__Aim of the task__. Copy out each line in the listing below where the word "function" appears.

__Data provided__.
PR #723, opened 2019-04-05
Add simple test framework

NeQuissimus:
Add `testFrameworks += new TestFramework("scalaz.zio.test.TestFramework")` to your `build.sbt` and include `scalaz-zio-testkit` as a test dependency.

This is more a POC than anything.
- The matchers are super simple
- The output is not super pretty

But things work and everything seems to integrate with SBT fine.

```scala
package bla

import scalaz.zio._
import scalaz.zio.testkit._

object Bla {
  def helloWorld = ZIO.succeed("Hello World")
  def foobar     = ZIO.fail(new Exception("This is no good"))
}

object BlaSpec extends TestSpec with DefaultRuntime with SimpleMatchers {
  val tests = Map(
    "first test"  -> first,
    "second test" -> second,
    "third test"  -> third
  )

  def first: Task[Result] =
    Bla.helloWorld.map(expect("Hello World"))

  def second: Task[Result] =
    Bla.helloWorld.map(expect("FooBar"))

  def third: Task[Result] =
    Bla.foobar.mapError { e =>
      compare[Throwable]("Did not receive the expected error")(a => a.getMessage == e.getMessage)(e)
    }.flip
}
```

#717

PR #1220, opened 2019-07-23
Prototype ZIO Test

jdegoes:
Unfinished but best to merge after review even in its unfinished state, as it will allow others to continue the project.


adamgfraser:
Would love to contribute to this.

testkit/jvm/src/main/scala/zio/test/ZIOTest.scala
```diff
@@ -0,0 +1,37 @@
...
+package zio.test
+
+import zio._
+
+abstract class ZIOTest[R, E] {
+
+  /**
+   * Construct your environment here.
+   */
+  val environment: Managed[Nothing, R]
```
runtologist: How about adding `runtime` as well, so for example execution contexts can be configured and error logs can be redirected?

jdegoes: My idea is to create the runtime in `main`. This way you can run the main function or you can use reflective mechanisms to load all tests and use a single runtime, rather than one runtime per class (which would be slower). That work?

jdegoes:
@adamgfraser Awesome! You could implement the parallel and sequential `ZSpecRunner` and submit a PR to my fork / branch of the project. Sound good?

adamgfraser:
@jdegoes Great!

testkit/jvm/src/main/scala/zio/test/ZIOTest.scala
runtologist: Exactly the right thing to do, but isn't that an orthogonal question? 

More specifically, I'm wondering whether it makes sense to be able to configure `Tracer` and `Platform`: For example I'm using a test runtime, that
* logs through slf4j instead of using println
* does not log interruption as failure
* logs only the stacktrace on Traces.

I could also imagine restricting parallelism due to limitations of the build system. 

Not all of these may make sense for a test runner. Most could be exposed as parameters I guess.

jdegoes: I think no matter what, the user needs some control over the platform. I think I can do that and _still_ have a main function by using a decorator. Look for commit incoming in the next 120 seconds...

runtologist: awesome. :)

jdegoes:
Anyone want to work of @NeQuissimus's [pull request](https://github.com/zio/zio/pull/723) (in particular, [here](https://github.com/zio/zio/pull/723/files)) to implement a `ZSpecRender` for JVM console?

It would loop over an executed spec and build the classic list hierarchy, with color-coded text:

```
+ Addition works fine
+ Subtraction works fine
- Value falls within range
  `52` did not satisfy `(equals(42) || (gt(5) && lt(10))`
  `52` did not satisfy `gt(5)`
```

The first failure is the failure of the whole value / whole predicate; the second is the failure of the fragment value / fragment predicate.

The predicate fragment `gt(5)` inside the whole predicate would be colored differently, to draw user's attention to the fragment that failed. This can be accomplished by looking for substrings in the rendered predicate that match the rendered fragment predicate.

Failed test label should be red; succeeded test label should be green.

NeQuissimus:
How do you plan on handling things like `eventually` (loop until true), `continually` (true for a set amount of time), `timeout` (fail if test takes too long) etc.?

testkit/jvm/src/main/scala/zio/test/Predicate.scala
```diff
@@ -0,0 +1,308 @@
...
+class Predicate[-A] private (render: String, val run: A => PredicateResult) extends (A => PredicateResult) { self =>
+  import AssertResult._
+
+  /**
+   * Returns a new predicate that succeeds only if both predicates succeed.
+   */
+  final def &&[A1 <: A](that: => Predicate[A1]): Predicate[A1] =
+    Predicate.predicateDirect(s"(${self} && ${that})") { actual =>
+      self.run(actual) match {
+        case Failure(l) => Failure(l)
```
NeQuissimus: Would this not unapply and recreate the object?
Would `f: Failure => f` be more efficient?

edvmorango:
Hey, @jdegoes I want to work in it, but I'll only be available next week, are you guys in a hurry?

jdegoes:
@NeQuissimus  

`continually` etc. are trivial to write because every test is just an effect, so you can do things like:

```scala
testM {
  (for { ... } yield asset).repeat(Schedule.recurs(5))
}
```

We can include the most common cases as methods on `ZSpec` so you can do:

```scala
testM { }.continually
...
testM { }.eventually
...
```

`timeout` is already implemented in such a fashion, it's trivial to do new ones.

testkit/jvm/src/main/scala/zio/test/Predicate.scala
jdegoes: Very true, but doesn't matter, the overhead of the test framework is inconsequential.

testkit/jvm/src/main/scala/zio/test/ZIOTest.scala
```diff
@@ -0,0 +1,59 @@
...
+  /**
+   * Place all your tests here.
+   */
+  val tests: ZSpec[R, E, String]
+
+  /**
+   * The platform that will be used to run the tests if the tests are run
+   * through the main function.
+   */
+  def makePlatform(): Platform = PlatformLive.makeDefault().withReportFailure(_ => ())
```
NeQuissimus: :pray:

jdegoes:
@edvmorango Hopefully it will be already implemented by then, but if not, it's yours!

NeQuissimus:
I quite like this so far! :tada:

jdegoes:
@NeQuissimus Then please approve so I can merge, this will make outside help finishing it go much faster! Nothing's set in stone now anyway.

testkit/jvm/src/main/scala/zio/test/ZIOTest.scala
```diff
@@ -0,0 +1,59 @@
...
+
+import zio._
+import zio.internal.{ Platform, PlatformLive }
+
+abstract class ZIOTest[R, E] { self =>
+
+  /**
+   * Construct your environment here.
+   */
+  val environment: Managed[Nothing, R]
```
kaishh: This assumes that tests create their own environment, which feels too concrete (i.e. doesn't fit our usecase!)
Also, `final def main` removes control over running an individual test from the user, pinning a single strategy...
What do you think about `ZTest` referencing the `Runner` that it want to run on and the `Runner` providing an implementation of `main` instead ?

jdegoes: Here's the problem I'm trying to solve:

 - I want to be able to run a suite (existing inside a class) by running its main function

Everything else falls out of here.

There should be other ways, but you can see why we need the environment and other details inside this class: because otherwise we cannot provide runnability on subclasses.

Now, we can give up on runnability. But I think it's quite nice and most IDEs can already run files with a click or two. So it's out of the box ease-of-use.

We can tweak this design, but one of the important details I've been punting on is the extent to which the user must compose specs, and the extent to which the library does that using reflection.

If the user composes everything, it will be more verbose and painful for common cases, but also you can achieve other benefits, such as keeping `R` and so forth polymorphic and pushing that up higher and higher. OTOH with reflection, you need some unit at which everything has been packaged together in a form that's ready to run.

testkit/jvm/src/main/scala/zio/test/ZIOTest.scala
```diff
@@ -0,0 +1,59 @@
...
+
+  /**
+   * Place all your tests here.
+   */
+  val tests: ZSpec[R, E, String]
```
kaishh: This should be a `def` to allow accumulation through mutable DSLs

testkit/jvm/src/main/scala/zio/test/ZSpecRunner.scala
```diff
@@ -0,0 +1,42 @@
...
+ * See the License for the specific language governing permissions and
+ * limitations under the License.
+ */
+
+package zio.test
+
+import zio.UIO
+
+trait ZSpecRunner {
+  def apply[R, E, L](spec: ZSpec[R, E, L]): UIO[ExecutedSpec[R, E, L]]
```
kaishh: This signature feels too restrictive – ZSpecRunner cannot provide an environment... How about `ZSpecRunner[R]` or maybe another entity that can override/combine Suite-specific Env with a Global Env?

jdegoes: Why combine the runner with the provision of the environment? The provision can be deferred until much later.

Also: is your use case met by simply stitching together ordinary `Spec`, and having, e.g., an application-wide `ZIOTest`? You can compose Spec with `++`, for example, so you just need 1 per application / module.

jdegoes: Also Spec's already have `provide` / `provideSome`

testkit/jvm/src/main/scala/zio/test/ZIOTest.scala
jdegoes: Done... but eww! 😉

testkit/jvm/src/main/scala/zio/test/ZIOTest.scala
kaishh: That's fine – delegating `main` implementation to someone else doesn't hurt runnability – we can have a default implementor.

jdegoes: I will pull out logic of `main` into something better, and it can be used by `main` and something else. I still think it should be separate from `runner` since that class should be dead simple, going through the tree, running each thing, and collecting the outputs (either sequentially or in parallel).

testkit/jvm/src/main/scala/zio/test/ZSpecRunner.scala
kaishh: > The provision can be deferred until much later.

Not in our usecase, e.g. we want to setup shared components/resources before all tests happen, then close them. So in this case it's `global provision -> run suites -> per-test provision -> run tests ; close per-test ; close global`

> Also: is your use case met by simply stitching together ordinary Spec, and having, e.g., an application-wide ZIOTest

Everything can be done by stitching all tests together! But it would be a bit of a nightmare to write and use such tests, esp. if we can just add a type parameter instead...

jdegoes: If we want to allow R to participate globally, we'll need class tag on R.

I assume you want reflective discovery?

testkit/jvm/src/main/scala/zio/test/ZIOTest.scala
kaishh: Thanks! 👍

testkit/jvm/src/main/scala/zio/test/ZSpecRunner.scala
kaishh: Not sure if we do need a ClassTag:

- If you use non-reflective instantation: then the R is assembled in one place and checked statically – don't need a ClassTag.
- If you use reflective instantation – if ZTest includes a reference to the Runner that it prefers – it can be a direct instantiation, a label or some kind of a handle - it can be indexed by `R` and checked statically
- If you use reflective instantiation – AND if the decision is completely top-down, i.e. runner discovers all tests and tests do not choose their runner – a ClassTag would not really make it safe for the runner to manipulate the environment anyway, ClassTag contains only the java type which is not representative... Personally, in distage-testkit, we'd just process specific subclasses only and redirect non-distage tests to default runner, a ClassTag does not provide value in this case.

__Result for this exercise__.
jdegoes: My idea is to create the runtime in `main`. This way you can run the main function or you can use reflective mechanisms to load all tests and use a single runtime, rather than one runtime per class (which would be slower). That work?
jdegoes: I think no matter what, the user needs some control over the platform. I think I can do that and _still_ have a main function by using a decorator. Look for commit incoming in the next 120 seconds...
+   * through the main function.
 - I want to be able to run a suite (existing inside a class) by running its main function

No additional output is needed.